*** Block opens ***
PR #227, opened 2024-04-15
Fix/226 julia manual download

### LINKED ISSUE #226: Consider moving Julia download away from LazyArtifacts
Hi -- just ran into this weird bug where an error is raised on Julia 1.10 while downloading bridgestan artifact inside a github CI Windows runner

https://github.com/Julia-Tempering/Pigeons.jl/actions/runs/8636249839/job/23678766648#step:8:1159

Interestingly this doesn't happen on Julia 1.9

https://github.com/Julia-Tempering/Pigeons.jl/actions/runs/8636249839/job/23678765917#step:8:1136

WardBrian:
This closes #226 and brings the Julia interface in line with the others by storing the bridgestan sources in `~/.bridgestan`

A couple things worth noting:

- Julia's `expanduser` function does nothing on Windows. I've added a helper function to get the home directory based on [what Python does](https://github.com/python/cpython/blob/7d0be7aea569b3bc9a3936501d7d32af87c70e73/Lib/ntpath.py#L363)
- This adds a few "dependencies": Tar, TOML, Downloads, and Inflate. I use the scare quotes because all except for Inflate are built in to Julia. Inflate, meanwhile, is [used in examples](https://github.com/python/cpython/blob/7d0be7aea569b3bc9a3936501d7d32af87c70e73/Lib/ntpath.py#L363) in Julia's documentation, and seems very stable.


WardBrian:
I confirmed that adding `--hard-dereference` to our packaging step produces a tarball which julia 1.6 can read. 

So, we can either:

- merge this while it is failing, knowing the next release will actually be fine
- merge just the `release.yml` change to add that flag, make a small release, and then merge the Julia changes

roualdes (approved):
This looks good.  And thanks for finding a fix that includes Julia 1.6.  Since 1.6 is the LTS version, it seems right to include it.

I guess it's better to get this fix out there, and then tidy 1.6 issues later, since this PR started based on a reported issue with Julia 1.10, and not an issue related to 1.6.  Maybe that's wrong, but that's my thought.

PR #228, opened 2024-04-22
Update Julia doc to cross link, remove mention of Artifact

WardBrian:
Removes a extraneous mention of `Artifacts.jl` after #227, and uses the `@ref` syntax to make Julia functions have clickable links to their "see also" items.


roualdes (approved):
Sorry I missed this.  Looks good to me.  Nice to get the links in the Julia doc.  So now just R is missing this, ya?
*** Block closes ***
* What is required
Filtering the entries above by the word "opened", copy each line that matches.

* Output for this exercise
PR #227, opened 2024-04-15
PR #228, opened 2024-04-22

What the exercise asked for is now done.